En uno de los salones aparecieron los más deliciosos manjares, y
tampoco faltaron los músicos y las bailarinas para entretener a los
huéspedes.
Cuando todo estuvo listo, el Gran Chambelán invitó a los extranjeros;
sin saber hacia dónde mirar, pareció estar hablando con el aire:
-Señores del mundo de los vivos, muy honorables huéspedes: les
rogamos que disfruten del banquete que hemos preparado para ustedes. Una
vez que hayan gustado todos los manjares y bebidas que deseen, verán que
afuera los esperan caballos y carruajes para llevarlos de vuelta al barco.

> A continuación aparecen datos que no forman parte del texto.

Issue #5368, opened 2026-07-10
Math objects sqrt, pow, ln, sin, cos, acos, asin opaque in EO due to Java implementation


yegor256:
Seven `ms` math objects are declared in EO but implemented as JVM atoms in Java, not in EO itself: `sqrt` (`eo-runtime/src/main/eo/ms/sqrt.eo:12` → `EOms/EOsqrt.java:38`), `pow` (`ms/pow.eo:11` → `EOpow.java`), `ln` (`ms/ln.eo:13` → `EOln.java`), `sin` and `cos` (`ms/angle.eo:30,34` → `EOangle$EOsin.java`, `EOangle$EOcos.java`), `acos` (`ms/acos.eo` → `EOacos.java`), and `asin` (`ms/asin.eo` → `EOasin.java`). Each just delegates to `java.lang.Math` inside `lambda()`.

Every such atom is a black hole for EO: its behavior is opaque to the language and readable only by opening the Java side, which hurts transparency. Ideally all objects should be implemented in EO, not in Java, so that the semantics live in one place and can be understood, verified, and ported without a JVM.

Reimplement each of these seven objects in pure EO — drop the `/number` atom marker and write the body using numeric algorithms (e.g. Newton's method for `sqrt`, series expansions for `ln`/`sin`/`cos`/`asin`/`acos`, `exp`\×`ln` for `pow`) composed from existing EO primitives — then delete the corresponding `EOms` Java classes. The tests already living in the `.eo` files can stay as the acceptance criteria.

0crat:
@yegor256 Thanks for closing this issue! You've earned +12 points for this: +8 as a basis; +4 for resolving it in less than 12 hours. Your running score is [+1423](https://www.eolang.org/zerocracy/objectionary-vitals.html); don't forget to check your [Zerocracy account](https://www.zerocracy.com/) too).

PR #5394, opened 2026-07-10
Implement sine and cosine in pure EO

yegor256:
This replaces the `angle.sin` and `angle.cos` JVM atoms with two standalone objects written in pure EO. `sine` reduces its argument into the `[-pi, pi]` range and sums a Taylor series through Horner's scheme, so it stays accurate for angles of any magnitude and collapses to `nan` for non-finite input. `cosine` reuses it via `cos(x) = sin(x + pi/2)`. The `angle` object now keeps only `value`, `degrees` and `radians`, so it no longer needs a JVM runtime, and both Java atoms are deleted.

The point is #5368: these two were opaque to the language, readable only by opening the Java side. Now their behaviour lives in EO and is covered by tests (including a plain 17-radian case with no relation to pi) that assert against the reference values scaled by 1000.

This is a partial step toward #5368 — it handles `sin` and `cos` only. The other five objects it lists (`sqrt`, `pow`, `ln`, `acos`, `asin`) are still JVM atoms and left for follow-up.


0crat:
@yegor256 Thanks for the contribution! You've earned +4 points for this: +16 as a basis; -4 for too many hits-of-code (1875 >= 100); -8 for way too many hits-of-code (1875 >= 400); -8 for the lack of code review; +8 to give you at least something. Please, [keep](https://www.yegor256.com/2018/03/06/speed-vs-quality.html) them coming. Your running score is [+1455](https://www.eolang.org/zerocracy/objectionary-vitals.html); don't forget to check your [Zerocracy account](https://www.zerocracy.com/) too).

PR #5397, opened 2026-07-11
#5353: fix Comments.attach to not leak a dangling comment across a blank line

### LINKED ISSUE #5353: `Comments.attach` doesn't clear or report pending comments on decline, leading to misattachment

## Summary
attach() flushes the buffered comment block only when the upcoming line is named, at the same indent, and has no intervening blank line. When any of those conditions fails it falls through and returns WITHOUT clearing globals.pendingComments() (and without reporting the block as dangling). The class Javadoc explicitly states the opposite: 'either flush the block ... or report the block as dangling per R-6.4.2. The buffer is always cleared after the call so a dangling block is not re-reported by the EOF check.' Because the buffer survives the decline, the comment leaks past the object it was supposed to precede and silently attaches to the NEXT eligible named object.

## Location
[`eo-parser/src/main/java/org/eolang/parser/Comments.java`](https://github.com/objectionary/eo/blob/master/eo-parser/src/main/java/org/eolang/parser/Comments.java#L50) lines 50-54.

## Buggy code
```java
final Span head = pending.get(0);
if (named && head.indent() == span.indent() && globals.pendingBlanks() == 0) {
    emit.comment(pending, span.line());
    globals.clearComments();
}
```

## Why it's wrong
R-6.5.2 forbids a blank line between a comment block and the object it attaches to, so a comment separated from its object by a blank is dangling and must be reported (see finish() in Eo.java which reports the EOF case). The Javadoc guarantees the buffer is always cleared after attach(). Instead, on the decline path the buffer is retained and later wrongly flushed onto an unrelated object.

Verifier confirmation: Confirmed against the code on disk. Comments.attach (Comments.java:43-55) clears globals.pendingComments() only inside the flush branch (clearComments at line 53, guarded by the if at line 51). On every decline path (not named, indent mismatch, or pendingBlanks()!=0) it returns at line 55 without clearing and without reporting the block as dangling, contradicting the class/method Javadoc (lines 16-22) which guarantees attach either flushes OR reports dangling and that the buffer is always cleared. No other code path clears the buffer on the object side: clearComments appears only at LnComment.java:60 (a different case) and Comments.java:53; LnFormation.into (line 62) and LnApplication.into (line 77) never clear comments. Concrete leak: input '# c' / blank / '[x] > foo' / '[y] > bar' at indent 0 — c is buffered; the blank sets blanks=1; foo is a master object (LnFormation calls only enterAfterMeta, not checkPlain, so no R-6.5.4 error) and attach declines (blanks==1) without clearing; foo then calls clearBlanks (LnFormation.java:64); bar then satisfies the if (named, matching indent, blanks==0) and attach flushes c onto bar via emit.comment. So a comment separated from foo by a blank line (dangling per R-6.5.2) is silently misattached to a later unrelated object and never reported by the EOF check in Eo.java:433-439. The named=false decline path leaks identically. A genuine, distinct eo-parser correctness bug, separate from the filed Emissions.java/StUnhex.java issues.

## Expected behavior
When attach() declines to flush (wrong indent, blank line intervened, or not named), it should clear the buffer (and per the Javadoc report the block as dangling), so the comment is never re-attached to a subsequent named object.

## Suggested fix
Add an else branch to the if at line 51 that reports the block dangling via emit.error(head.line(), head.indent(), "comment must precede a named object") and calls globals.clearComments(); i.e. make the buffer always cleared after the call as the Javadoc states.

morphqdd:
Closes #5353.

`Comments.attach` only cleared `globals.pendingComments()` on the flush branch (named, matching indent, no intervening blank). On any decline it fell through and returned without clearing — contradicting the class/method javadoc, which states the buffer is always cleared after the call (either flushed or reported dangling per R-6.4.2).

The three decline conditions aren't all equivalent, though. Two of them are legitimately "not yet, maybe later": an unnamed follower or an indent mismatch (with no intervening blank line) can still be reclaimed by a later same-indent named line — this is exactly how a vertical-continuation chain works (an anonymous `[]` immediately followed by nested lines, with the name only landing on the chain's tail several lines down, e.g. the existing `vmethod-after-formation.yaml` fixture). Reporting those as dangling immediately would be a false positive.

The third condition — a blank line separating the comment block from what follows — is an unconditional R-6.5.2 violation regardless of what comes after. That's the one the issue's concrete leak scenario hinges on: `# c` / blank / `[x] > foo` / `[y] > bar` — the blank-line decline used to silently leave the buffer pending, and it would then get flushed onto the next matching object (`bar`), which never should have received it.

Fix: check `globals.pendingBlanks() > 0` first — if a blank intervened, report dangling and clear immediately, regardless of the upcoming line's name/indent. Otherwise, keep the original flush-or-defer behavior unchanged (only clearing on a successful flush).

Added `EoTest.doesNotLeakDanglingCommentToLaterUnrelatedObject` reproducing the issue's exact scenario end-to-end, plus updated `CommentsTest` to cover the blank-line-dangling case directly and confirm the unnamed/indent-mismatch decline paths still correctly defer (unchanged behavior, verified against the existing `vmethod-after-formation.yaml` fixture, which continues to pass).

Verified the negative control: reverting to the original bundled condition reproduces the exact leak (comment `c` ends up attached to `bar` instead of being reported dangling).

Verification:
- `mvn -pl eo-parser test`: all 1449 tests green, including the existing `eo-syntax`/`eo-packs` fixture corpus.

### DIFF
--- a/eo-parser/src/main/java/org/eolang/parser/Comments.java
+++ b/eo-parser/src/main/java/org/eolang/parser/Comments.java
@@ -10,16 +10,18 @@ import java.util.List;
  * Attach buffered comment lines to the next named object — §6.4.
  *
  * <p>A comment block accumulates in {@link Globals#pendingComments()}
- * as each {@link LnComment} arrives. The next named line — any
- * formation, application, method or reversed line whose suffix carries
- * a name — calls {@link #attach(Globals, Emit, Span, boolean)} to
- * either flush the block into {@code /object/comments/comment} (when
- * the line is named, sits at the same indent, and has no intervening
- * blank line — R-6.5.2) or report the block as dangling per
- * R-6.4.2.</p>
- *
- * <p>The buffer is always cleared after the call so a dangling block
- * is not re-reported by the EOF check.</p>
+ * as each {@link LnComment} arrives. Every subsequent line — named or
+ * not — calls {@link #attach(Globals, Emit, Span, boolean)}: a blank
+ * line separating the block from what follows is an immediate
+ * R-6.5.2 violation, reported as dangling per R-6.4.2 and cleared on
+ * the spot. Absent a blank, the block flushes into
+ * {@code /object/comments/comment} as soon as a named line at the
+ * same indent arrives; an unnamed or deeper/shallower-indent line in
+ * between is not itself a violation — the block stays pending so a
+ * later same-indent named line (e.g. the name-bearing tail of a
+ * vertical-continuation chain) can still claim it. Any block left
+ * pending at end of stream is reported dangling by the EOF check in
+ * {@link Eo}.</p>
  *
  * @since 0.1
  */
@@ -48,7 +50,13 @@ final class Comments {
             return;
         }
         final Span head = pending.get(0);
-        if (named && head.indent() == span.indent() && globals.pendingBlanks() == 0) {
+        if (globals.pendingBlanks() > 0) {
+            emit.error(
+                head.line(), head.indent(),
+                "comment must precede a named object"
+            );
+            globals.clearComments();
+        } else if (named && head.indent() == span.indent()) {
             emit.comment(pending, span.line());
             globals.clearComments();
         }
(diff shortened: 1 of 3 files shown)


morphqdd:

0crat:
@morphqdd Thanks for the contribution! You've earned +16 points. Please, [keep](https://www.yegor256.com/2018/03/06/speed-vs-quality.html) them coming. Your running score is [+896](https://www.eolang.org/zerocracy/objectionary-vitals.html); don't forget to check your [Zerocracy account](https://www.zerocracy.com/) too).

PR #5398, opened 2026-07-11
#5348: reject unclosed inline-phi bracket with ParseError instead of crashing

### LINKED ISSUE #5348: Unclosed inline-phi bracket in a paren group causes unwanted StringIndexOutOfBoundsException in inlinePhi method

El mercader y los suyos aceptaron con gusto pues no deseaban causar
más problemas.
Comieron y bebieron como príncipes mientras el mago musitaba
plegarias para que nada entorpeciera la partida.
Por su parte, los ministros observaban maravillados cómo iban
mermando las fuentes de comida y los botellones de vino sin que,
aparentemente, nadie los tocara.
Después de los postres, salieron al patio y allí estaban los
carruajes prometidos.
No bien subieron, los coches de suave andar los condujeron hasta la
playa.
El mercader halló un regalo en su asiento; una pesada caja de laca
que contenía, uno sobre otro, una cantidad de relucientes lingotes de oro.
Cuando dejó la playa y subió al junco, sintió que la caja,
repentinamente, se había vuelto liviana. La abrió y, en vez del oro,
encontró pilas de papelitos amarillos, los mismos que en los funerales
se queman como si fuesen billetes para que al muerto no le falte dinero
en el otro mundo.
Se volvió para dar una última mirada pero la playa estaba desierta;
los carruajes, la gente y todo signo de vida habían desaparecido.
Sólo quedaban las colinas y los valles, y el ancho río corriendo
hacia el mar.
Los buenos vientos impulsaron al junto y en poco días alcanzaron el
puerto de Shangtung.
El mercader y los marineros contaron una y mil veces sus aventuras en
la Tierra de los Espíritus. Los escucharon mudos de asombro, aunque no
faltaron los que pidieron explicaciones como ésta:
-Si ellos no los veían, significa que ustedes eran invisibles.
Entonces, ¿ustedes fueron tan fantasmas como ellos?